実施例2 各香料素材のミューゲ感強度評価
実施例1で使用した各香料素材を匂い紙に滴下し、専門パネラーによる官能評価によりミューゲ感の強度評価を行った。強度のスコアは以下の通りである。

スコア ミューゲ感
5: 強い
4: やや強い
3: あり
2: やや弱い
1: 非常に弱い
0: 全く感じられない
結果を表2及び図1に示す。OR2J3及びOR8H1は、ミューゲ感が0の香料素材iso-Cyclocitralと比較してミューゲ感が1以上の素材(製造例1〜5、及びMajantol)により強く応答し、さらに、香料素材のミューゲ感が強いほどより強く応答した(OR2J3:R=0.845、OR8H1:R=0.947)。
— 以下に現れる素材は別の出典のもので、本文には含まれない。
PR #670, opened 2019-05-05
Convert AppIntroBase to Kotlin

cortinico:
This is a major refactoring of the AppIntroBase class. I've converted
the class to Kotlin and I've cleaned up a lot of deprecated/unused/dead
code.

I've reduced the surface of the public API to expose only what is really
necessary (the `protected` methods) and make private all the
implementaiton details.

Summary of changes:
* Refactored Callback (removed deprecated callbacks).
* Reduced number of boolean flags (now every flag is a kotlin property
so is easier to understand the side effects).
* Introduced the `onIntroFinished` and `onNextSlide` callback, this
simplifies a bit all the callback code.
* Refactored all the Immersive Mode code to only enable Sticky Immersive
as the non-Sticky made no sense for this library.
* Cleaned up the `checkAndRequestPermissions` to use a more concise functional
approach.


cortinico:
@paolorotolo So this looks like the last file that we have to convert before being 100% Kotlin (at least on the library side :D). We can probably release a `6.0.0-alpha2` or `-beta` just after this as this will have major breaking changes.

@AnuthaDev You probably also want to have a look 👍

AnuthaDev:
@cortinico Oh, I sure want to

AnuthaDev:
@cortinico So far so good. I think it is time we migrate to viewpager2 as the rtl support it brings would help me remove the workarounds applied in  #654. Also, due to the major changes, I think first you should merge this PR. Then we will think over #654 as I have some improvements in mind, so it would be better to submit a new PR

paolorotolo:
Great work @cortinico.
Sure @AnuthaDev we will start to investigate how viewpager2 could help us but I think we may wait till its stable release.

AnuthaDev:
@paolorotolo Well the first roadblock I found was that the Viewpager2 class is final, so we cannot extend it. Hopefully they will change this in the future.

PR #671, opened 2019-05-06
Best Pactise Builder Pattern along with Missing Arabic Word Translations.

Younes-Charfaoui:
Hello there, I've changed two main things:

-  First is Builder Pattern way, I've copied the class SliderPageBuilder to the Main Class SliderPage, that way people know that there is a builder object for this class by Making Just SliderPage.Builder, that how many libraries and android core libraries implement the Builder pattern, I've also refractor its test file, and all tests pass correctly.

- Secondly, I noticed that there were 3 missing words in Arabic translation, so I've added them.


AnuthaDev:
Hey @cortinico What do you think of this?

cortinico:
Hey @Younes-Charfaoui 
Thanks for the contribution :)

The Arabic Translation looks fine, thanks for doing it and we can merge it.

For the `.Builder` class, I'd prefer we keep it as it is (aka can you revert abf4b4b ?).
The reason behind this are:

* `SliderPage` is a Kotlin class. Having a builder there is probably useless as developers can use named parameters on it to specify all the attributes they want.
* The `SliderPageBuilder` is kept for backward compatibility with the Java API (developers that used AppIntro on the past might have used this class). 

So ideally we can probably add some notes on top of `SliderPageBuilder.kt` to explain why the file is there and keep it for backward compatibility.

Younes-Charfaoui:
Hi @cortinico, I did it.

PR #677, opened 2019-05-20
Update dependencies

cortinico:
Just updating all the production dependencies so they don't appear in every PR we receive.


paolorotolo:
Looks good, thanks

このことから、嗅覚受容体OR2J3又はOR8H1を用いてミューゲ香料素材の候補物質の選択が可能であることが示された。
Figure 0005921226

Claims (7)

  1. ミューゲ香料素材の候補物質を選択する方法であって、
    OR2J3、OR8H1、及び配列番号2又は4で示されるアミノ酸配列と90%以上の同一性を有するアミノ酸配列からなりかつミューゲの匂いに対する応答性を有するポリペプチドからなる群より選択される嗅覚受容体のいずれか1以上に試験物質を添加する工程;
    当該試験物質に対する当該受容体の応答を測定する工程;及び
    測定された該応答に基づいて、当該試験物質をミューゲ香料素材の候補物質として選択する工程、を含む、方法。
  2. 前記嗅覚受容体が、天然に嗅覚受容体を発現する細胞上又は嗅覚受容体を発現するように遺伝的に操作された組換え細胞上に発現された嗅覚受容体である、請求項1記載の方法。
  3. 試験物質を添加しない嗅覚受容体の応答を測定する工程をさらに含む、請求項1又は2記載の方法。
  4. 前記試験物質を添加しない嗅覚受容体の応答に対する試験物質を添加された嗅覚受容体の応答の対数値が0.2以上を示す場合、当該試験物質をミューゲ香料素材の候補物質として選択する、請求項3記載の方法。
  5. 前記受容体の応答を測定する工程がレポーターアッセイによって行われる、請求項1〜4のいずれか1項記載の方法。
  6. ミューゲ香料素材を選択する方法であって、請求項1〜5のいずれか1項記載の方法によりミューゲ香料素材の候補物質を選択した後、選択された候補物質の匂いを評価することを特徴とする、方法。
  7. 前記匂いの評価が官能評価によって行われる、請求項6記載の方法。